A condition "cannot be overly broad so as to unnecessarily impinge upon the
probationer's liberty." Jones at 52; Talty at ¶ 13. And "[t]he requirement that a condition
may not be overbroad is connected to the reasonableness of a condition." Talty at ¶ 14.
{¶ 33} Here, Bradley challenges the following Nonresidential Community Control
conditions from the trial court's May 6, 2025 judgment entry in part:
10. The defendant shall not consume, have in his/her possession,
residence or automobile any type of alcoholic beverage or drugs of abuse.
11. The defendant shall not enter into any establishment that serves
alcohol without the approval of the supervising officer. 12. The defendant shall attend as many AA and NA meetings per
week as recommended by his/her counselor, and shall submit proof of
his/her attendance to his/her probation officer. The defendant shall also
secure a sponsor within 90 days.
{¶ 34} Bradley argues these conditions are not reasonably related to his criminal
offenses, are not related to criminal conduct, and "are not reasonably related to prevent
future criminality" as there were no allegations that he committed any of the offenses
while under the influence of alcohol and/or drugs. Appellant's Brief at 6-7.
{¶ 35} During sentencing, the prosecutor never mentioned an alcohol or drug
problem or that substance abuse was a part of Bradley's conduct. In fact, in arguing for
a prison sentence, the prosecutor specifically stated, "[w]e don't believe that he has a
drug or alcohol problem, but I submit that suggests that the Defendant's actions are even
more concerning . . . because he's doing this all with sobriety." May 6, 2025 T. at 20.

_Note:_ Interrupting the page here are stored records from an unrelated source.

PR #1709, opened 2026-03-17
NRW - External GitHub question libraries. WIP. Do not merge.

EJMFarrow:
- Allow access to GitHub question libraries from STACK library page.
- Allowed libraries are set on the STACK settings page via a JSON object.
- Cache of STACK directory structure and question renders for a GitHub library can be reset by any user with access to the library page. (They're much more likely to be changed than local libraries.)
- Involves much re-writing of the directory structure creation code in questionlibrary.class.php to make it more generic. (We'll need to carefully check the normal library has not be broken in any way.)

We may not actually want to contact GitHub directly but go through an NRW API. This is still useful groundwork, however.


EJMFarrow:
I had been thinking we'd merge the external question loads in two stages - Git and then NRW. (NRW builds on the Git changes.) It's been so long now, I'm not sure that will work. Going to close this and set up a pull request for the whole lot. Will keep both branches so we can still compare what's what.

{¶ 36} Bradley underwent a full drug/alcohol assessment on January 16, 2025, and
was deemed "low risk." He scored 3 out of 40 on the Alcohol Use Disorders Identification
Test and 0 on the Drug Abuse Screening Test. See Positive Pathways Counseling Report
attached to the Presentence Investigation Report.
{¶ 37} This court is not in the habit of micromanaging a trial court's community
control conditions. But here, we find the cited portions of condition Nos. 10 and 11 to be
overly broad given the facts of this case. The prohibitions against alcohol/drug
possession and use e.g., marijuana, and entering any establishment that serves alcohol
without the approval of the supervising officer e.g., a restaurant, grocery store, convenience store, have no relationship to the offenses of which Bradley was convicted
and does not relate to conduct which is criminal or reasonably related to future criminality.
We find the conditions are so overly broad as to unnecessarily impinge upon Bradley's
liberty and are unreasonable. We find plain error in imposing these conditions.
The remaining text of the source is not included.